→ **WORK REQUEST**: Check each line of the material below, and copy it if it holds the string "ForUpdate".

→ **RECORDED INFORMATION**:
----

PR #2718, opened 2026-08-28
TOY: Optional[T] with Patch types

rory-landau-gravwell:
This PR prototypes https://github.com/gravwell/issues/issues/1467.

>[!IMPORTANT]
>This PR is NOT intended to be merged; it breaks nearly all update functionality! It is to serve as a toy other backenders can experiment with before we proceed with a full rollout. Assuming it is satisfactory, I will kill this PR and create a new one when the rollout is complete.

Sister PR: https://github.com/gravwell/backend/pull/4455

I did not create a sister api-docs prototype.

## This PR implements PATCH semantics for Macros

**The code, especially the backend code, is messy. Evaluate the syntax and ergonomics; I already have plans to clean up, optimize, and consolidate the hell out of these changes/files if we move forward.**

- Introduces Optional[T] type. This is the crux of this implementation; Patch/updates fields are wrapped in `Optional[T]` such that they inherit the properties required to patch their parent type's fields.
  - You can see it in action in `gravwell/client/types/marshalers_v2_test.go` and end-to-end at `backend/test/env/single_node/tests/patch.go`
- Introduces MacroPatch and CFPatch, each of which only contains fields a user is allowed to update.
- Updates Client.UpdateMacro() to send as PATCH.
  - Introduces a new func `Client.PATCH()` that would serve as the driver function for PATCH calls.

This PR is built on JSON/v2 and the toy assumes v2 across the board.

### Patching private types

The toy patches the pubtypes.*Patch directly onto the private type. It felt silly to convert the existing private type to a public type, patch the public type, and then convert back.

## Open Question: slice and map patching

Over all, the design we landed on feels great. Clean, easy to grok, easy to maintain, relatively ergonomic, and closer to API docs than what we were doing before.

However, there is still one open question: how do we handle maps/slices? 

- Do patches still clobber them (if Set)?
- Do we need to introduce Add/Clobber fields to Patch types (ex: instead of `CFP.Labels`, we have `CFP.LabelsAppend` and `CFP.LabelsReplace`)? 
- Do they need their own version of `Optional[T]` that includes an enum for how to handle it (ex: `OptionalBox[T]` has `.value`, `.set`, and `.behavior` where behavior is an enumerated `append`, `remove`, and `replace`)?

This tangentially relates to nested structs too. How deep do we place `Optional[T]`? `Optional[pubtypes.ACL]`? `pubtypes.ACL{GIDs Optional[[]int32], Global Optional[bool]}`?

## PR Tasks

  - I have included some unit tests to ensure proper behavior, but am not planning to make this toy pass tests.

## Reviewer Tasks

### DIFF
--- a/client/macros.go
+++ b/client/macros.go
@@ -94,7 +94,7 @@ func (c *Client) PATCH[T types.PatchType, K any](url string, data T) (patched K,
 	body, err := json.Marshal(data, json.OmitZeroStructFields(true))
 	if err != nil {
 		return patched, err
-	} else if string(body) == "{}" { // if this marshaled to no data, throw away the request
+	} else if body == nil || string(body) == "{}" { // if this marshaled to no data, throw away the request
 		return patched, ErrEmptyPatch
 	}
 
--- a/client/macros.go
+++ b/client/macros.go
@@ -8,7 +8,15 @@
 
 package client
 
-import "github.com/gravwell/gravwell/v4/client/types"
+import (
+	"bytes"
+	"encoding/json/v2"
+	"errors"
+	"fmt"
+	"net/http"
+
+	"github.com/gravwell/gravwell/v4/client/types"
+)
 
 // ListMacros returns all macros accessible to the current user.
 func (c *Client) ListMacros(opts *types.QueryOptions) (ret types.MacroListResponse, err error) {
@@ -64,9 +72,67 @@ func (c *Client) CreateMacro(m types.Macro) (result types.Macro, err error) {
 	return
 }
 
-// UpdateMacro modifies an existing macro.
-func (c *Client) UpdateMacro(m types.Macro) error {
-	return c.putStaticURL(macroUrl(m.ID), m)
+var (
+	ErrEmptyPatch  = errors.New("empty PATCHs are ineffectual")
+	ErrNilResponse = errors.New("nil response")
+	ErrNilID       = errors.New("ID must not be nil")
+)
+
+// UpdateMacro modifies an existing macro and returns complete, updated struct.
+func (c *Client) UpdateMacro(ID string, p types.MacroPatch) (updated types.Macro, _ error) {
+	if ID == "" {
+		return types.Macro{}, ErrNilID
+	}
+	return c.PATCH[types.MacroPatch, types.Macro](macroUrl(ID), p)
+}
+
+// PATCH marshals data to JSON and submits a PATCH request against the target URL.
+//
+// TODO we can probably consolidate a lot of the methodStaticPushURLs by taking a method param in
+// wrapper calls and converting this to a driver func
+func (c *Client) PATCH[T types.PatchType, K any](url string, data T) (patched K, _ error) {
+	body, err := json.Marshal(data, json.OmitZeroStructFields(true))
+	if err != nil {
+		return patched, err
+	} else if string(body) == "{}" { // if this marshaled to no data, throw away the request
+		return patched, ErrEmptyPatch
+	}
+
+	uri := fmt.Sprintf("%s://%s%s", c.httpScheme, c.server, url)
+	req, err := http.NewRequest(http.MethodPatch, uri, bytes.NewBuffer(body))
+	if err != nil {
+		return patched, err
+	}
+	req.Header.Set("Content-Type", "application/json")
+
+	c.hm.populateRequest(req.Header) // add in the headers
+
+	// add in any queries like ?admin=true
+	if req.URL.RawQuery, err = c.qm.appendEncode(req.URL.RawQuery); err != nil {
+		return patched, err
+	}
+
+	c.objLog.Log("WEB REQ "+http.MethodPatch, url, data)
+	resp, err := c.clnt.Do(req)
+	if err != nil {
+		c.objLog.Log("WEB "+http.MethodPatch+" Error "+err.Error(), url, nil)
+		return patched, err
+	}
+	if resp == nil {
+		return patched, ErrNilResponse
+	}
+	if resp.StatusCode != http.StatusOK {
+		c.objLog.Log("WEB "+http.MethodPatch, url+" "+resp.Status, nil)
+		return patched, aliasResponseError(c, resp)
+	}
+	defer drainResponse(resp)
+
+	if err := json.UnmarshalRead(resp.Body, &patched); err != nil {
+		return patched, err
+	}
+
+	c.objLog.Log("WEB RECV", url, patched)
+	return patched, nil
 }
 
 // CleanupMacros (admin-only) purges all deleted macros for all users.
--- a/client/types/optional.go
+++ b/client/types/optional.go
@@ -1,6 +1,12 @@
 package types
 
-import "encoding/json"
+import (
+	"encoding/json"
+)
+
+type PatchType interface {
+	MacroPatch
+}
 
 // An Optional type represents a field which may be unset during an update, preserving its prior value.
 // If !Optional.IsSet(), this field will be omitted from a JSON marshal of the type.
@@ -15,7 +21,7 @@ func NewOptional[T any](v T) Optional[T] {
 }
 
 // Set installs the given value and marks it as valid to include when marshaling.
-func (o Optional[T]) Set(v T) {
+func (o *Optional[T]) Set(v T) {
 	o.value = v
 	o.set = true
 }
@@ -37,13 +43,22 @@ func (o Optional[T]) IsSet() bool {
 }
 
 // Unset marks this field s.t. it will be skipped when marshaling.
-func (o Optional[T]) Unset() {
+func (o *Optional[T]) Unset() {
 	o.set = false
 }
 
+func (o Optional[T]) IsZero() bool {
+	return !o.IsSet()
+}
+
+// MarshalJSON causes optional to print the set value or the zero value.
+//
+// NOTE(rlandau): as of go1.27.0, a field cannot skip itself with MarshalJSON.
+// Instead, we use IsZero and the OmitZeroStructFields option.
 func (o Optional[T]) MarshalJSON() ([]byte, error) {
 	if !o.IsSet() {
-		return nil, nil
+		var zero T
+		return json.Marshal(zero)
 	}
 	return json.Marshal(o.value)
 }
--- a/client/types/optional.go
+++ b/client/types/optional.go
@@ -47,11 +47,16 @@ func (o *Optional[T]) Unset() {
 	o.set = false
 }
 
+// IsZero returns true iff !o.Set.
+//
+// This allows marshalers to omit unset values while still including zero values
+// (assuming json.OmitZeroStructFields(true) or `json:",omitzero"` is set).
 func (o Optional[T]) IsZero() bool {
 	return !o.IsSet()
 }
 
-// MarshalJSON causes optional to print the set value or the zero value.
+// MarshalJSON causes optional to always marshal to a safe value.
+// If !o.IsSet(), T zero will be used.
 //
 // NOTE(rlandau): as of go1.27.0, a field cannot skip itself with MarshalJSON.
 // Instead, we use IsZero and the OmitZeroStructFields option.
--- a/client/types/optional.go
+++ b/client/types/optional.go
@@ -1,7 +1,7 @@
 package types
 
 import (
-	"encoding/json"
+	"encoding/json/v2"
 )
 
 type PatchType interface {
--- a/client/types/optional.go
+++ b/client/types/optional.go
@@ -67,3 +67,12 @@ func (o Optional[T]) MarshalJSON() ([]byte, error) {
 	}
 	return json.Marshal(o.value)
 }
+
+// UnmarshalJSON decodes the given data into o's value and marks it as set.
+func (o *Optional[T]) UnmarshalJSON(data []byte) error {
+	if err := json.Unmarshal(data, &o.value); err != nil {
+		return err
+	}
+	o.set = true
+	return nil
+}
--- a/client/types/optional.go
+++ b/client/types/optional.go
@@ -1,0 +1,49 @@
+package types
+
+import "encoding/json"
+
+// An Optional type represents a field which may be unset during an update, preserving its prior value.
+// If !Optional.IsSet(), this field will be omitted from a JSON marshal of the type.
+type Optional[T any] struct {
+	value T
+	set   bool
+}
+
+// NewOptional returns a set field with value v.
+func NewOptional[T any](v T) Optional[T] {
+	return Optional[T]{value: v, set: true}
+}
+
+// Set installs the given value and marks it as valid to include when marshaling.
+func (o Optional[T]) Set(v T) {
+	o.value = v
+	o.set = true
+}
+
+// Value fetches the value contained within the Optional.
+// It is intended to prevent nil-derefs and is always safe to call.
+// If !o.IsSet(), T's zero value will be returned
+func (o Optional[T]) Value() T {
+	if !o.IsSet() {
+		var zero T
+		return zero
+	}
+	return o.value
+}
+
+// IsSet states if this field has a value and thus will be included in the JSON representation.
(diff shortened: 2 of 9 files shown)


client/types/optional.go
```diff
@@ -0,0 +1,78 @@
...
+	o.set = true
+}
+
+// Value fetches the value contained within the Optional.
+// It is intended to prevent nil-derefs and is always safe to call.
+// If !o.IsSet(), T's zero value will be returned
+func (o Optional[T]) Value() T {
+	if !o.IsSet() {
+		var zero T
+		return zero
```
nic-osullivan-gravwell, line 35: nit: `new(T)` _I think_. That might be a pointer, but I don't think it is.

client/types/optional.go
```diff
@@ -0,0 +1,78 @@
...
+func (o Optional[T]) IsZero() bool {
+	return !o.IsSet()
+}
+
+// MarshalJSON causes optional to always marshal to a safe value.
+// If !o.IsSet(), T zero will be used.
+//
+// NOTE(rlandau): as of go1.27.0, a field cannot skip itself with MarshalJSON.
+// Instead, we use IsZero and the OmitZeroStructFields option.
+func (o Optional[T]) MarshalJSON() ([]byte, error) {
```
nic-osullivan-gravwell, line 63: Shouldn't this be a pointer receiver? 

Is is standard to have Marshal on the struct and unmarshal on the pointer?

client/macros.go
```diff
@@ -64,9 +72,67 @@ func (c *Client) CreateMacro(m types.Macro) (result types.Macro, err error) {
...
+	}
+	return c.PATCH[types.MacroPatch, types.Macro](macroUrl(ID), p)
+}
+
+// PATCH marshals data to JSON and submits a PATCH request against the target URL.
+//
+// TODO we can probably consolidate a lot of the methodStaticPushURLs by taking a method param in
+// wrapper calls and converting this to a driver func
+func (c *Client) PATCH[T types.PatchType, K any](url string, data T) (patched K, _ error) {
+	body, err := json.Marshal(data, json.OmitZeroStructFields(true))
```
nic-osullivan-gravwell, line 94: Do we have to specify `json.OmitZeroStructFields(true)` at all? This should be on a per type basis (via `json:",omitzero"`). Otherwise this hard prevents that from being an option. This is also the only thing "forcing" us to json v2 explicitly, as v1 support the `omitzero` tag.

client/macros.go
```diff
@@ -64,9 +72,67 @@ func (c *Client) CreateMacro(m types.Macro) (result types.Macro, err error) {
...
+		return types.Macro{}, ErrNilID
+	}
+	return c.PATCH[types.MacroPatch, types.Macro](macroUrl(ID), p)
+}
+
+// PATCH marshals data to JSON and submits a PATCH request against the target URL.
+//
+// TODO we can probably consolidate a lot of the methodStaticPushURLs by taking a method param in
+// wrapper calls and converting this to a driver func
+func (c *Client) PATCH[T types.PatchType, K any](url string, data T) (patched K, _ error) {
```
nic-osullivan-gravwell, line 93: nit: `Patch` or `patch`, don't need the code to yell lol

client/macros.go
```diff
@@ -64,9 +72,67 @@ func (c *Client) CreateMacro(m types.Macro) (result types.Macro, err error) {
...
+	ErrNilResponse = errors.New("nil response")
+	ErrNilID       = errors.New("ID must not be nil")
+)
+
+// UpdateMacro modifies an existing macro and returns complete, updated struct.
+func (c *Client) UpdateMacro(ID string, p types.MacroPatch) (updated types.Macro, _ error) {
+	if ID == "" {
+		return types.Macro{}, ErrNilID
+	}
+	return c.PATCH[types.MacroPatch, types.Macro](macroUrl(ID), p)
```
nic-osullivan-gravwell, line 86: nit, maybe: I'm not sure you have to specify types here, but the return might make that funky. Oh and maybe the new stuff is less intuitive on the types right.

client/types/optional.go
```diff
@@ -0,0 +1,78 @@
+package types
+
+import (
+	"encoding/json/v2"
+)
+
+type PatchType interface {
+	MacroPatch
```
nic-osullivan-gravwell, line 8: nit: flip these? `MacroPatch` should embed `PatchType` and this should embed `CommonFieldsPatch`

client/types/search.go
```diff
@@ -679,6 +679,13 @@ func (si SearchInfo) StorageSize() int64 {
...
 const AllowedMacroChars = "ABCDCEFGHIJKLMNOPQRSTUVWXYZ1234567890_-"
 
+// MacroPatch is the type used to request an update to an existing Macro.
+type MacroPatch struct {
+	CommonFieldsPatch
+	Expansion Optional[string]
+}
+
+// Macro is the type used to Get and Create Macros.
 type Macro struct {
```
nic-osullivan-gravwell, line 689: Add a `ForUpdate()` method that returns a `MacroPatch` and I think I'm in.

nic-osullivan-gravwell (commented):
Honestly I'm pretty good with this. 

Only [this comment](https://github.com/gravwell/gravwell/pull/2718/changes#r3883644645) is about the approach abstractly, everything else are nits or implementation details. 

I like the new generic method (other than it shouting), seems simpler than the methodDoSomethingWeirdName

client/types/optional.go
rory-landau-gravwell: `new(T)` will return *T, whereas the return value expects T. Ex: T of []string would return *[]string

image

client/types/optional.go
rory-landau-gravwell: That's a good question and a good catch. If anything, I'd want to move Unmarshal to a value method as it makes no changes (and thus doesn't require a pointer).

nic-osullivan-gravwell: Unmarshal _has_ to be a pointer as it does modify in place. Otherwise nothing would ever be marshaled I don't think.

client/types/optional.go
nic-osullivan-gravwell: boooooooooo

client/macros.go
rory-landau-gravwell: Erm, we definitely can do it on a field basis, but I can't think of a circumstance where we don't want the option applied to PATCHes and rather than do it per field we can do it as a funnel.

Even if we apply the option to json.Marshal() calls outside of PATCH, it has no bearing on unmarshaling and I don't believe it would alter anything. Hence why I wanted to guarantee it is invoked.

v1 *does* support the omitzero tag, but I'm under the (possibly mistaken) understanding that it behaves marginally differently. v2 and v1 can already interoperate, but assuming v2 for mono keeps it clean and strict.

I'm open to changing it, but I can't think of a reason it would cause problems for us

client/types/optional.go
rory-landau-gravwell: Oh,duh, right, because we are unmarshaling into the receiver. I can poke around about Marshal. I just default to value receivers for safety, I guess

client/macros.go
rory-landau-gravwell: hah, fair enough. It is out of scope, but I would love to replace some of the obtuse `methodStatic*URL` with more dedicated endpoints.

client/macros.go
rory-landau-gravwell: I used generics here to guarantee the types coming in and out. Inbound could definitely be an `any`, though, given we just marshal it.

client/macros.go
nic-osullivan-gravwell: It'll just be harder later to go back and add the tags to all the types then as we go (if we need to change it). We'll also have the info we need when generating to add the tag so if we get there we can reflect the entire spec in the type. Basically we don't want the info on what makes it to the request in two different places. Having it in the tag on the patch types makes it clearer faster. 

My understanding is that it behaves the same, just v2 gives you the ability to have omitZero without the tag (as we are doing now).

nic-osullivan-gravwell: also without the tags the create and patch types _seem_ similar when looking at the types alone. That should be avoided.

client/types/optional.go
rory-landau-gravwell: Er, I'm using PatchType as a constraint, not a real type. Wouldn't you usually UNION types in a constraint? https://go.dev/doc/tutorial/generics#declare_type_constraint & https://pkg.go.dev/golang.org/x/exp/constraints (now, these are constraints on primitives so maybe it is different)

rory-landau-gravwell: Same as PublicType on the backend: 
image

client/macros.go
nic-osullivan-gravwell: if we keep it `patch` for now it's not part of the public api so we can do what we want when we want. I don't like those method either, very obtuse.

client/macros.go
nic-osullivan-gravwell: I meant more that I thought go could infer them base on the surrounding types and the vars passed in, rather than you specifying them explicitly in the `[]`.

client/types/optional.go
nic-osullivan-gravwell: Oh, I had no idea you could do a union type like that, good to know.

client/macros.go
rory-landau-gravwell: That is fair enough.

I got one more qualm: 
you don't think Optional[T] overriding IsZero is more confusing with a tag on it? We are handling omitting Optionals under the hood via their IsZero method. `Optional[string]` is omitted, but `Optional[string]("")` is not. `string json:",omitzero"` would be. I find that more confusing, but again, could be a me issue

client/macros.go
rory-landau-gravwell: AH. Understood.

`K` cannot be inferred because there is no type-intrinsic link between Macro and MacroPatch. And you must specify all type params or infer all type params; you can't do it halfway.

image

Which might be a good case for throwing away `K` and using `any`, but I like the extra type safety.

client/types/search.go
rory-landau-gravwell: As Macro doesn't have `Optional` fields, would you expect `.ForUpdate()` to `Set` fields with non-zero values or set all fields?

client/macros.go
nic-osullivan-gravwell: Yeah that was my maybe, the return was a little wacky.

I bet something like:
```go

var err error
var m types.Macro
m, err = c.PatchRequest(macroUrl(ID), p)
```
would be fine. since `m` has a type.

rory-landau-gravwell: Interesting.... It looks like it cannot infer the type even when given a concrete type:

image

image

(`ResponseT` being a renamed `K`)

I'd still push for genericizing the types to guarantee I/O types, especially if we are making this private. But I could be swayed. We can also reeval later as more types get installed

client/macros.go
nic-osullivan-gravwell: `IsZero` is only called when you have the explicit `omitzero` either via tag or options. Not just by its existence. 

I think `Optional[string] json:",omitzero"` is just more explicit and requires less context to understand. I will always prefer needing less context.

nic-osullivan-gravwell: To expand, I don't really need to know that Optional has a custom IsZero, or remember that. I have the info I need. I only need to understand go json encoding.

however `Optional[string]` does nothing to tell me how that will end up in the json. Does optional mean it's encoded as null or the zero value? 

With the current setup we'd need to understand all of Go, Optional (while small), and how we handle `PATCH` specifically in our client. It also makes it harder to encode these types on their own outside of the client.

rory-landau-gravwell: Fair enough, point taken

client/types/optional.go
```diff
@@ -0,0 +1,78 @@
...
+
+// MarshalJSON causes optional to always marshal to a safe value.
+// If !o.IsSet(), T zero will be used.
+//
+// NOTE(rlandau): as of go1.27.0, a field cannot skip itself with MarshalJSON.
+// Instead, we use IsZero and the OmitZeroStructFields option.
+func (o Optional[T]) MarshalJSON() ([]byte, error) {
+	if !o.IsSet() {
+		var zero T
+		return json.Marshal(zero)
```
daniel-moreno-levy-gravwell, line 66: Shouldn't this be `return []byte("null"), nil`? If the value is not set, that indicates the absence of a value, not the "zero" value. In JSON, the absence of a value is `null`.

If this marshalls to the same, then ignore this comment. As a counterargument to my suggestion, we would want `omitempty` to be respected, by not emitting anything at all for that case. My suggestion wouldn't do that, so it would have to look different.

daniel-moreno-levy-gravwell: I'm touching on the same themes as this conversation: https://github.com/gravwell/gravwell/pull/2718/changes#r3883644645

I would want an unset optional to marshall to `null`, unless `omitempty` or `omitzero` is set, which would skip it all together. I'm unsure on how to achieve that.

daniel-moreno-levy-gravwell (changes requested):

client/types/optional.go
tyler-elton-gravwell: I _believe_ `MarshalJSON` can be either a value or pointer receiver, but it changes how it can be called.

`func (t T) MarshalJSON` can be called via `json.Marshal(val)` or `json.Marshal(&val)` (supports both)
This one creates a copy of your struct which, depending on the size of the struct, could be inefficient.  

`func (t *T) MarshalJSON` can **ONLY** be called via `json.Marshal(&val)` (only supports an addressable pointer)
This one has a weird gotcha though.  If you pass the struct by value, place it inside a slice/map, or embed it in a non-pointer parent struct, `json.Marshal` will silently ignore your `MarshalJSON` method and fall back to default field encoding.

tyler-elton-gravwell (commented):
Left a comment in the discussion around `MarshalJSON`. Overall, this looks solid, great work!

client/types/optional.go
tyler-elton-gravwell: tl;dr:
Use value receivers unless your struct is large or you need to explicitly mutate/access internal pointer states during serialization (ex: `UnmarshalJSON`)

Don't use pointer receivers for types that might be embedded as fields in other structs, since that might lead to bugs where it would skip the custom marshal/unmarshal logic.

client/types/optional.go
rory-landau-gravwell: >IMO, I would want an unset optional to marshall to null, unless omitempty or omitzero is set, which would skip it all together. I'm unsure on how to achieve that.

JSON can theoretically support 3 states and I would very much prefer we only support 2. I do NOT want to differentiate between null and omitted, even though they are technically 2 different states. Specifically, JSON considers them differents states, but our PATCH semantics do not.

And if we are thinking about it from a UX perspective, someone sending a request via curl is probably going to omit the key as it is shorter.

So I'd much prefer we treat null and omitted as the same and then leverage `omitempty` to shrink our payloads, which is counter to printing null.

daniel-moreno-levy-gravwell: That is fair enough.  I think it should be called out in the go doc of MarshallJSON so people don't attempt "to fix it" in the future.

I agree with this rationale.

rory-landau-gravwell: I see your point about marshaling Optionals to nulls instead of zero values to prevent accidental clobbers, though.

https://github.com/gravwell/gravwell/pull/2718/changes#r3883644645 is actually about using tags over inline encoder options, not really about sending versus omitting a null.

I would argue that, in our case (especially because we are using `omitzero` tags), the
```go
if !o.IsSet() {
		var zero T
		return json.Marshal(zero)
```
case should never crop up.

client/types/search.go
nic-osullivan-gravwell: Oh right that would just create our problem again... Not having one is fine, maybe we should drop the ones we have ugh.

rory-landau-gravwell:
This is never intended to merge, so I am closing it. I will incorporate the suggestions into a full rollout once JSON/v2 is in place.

----

→ **ANSWER TO THIS TASK**:
nic-osullivan-gravwell, line 689: Add a `ForUpdate()` method that returns a `MacroPatch` and I think I'm in.
rory-landau-gravwell: As Macro doesn't have `Optional` fields, would you expect `.ForUpdate()` to `Set` fields with non-zero values or set all fields?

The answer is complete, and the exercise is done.